Recorded data:
◆ ◆ ◆
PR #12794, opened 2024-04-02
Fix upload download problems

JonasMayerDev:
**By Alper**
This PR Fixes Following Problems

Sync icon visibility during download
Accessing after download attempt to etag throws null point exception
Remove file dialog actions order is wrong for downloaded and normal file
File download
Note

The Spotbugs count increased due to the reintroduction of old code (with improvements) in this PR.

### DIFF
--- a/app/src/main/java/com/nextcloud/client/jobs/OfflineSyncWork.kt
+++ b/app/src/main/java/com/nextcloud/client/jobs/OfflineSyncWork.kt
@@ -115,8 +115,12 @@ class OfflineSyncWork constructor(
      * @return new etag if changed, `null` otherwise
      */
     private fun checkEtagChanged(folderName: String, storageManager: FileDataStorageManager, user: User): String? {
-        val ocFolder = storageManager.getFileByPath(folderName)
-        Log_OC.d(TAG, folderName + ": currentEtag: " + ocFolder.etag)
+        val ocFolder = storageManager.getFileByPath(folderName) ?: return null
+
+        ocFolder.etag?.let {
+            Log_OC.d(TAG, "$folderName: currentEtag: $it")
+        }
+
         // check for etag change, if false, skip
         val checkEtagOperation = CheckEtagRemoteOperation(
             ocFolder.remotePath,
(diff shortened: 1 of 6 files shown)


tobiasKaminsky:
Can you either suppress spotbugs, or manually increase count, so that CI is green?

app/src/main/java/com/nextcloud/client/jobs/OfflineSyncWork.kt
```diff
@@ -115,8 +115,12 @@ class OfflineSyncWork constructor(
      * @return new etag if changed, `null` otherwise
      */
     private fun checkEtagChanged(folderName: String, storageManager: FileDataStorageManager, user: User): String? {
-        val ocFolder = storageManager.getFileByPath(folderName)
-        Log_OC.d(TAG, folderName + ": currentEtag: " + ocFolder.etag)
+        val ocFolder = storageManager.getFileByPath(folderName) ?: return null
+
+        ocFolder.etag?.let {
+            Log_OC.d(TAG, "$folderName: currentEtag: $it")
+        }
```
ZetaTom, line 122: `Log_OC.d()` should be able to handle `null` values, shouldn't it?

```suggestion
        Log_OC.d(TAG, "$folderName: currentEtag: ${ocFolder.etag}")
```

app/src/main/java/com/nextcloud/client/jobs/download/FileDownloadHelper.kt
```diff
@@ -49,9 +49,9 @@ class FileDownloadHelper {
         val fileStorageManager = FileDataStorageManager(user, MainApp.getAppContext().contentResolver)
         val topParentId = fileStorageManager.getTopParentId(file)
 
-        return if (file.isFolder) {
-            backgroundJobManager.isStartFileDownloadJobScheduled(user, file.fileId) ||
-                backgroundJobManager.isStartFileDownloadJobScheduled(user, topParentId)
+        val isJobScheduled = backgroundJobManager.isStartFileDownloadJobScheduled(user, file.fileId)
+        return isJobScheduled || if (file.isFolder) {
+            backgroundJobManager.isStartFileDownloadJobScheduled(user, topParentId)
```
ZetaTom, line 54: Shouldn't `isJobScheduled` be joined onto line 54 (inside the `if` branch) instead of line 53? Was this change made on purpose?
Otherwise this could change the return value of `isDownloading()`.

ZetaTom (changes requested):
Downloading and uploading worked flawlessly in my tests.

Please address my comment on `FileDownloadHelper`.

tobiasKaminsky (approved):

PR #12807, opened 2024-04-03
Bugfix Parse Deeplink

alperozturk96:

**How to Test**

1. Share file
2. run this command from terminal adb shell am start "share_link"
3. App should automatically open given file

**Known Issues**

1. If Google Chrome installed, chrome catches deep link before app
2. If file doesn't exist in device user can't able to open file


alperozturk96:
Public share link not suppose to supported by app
◆ ◆ ◆
● **Task instructions**:
When a line in the data contains the string "java", copy that line.

● **Response**:
--- a/app/src/main/java/com/nextcloud/client/jobs/OfflineSyncWork.kt
+++ b/app/src/main/java/com/nextcloud/client/jobs/OfflineSyncWork.kt
app/src/main/java/com/nextcloud/client/jobs/OfflineSyncWork.kt
app/src/main/java/com/nextcloud/client/jobs/download/FileDownloadHelper.kt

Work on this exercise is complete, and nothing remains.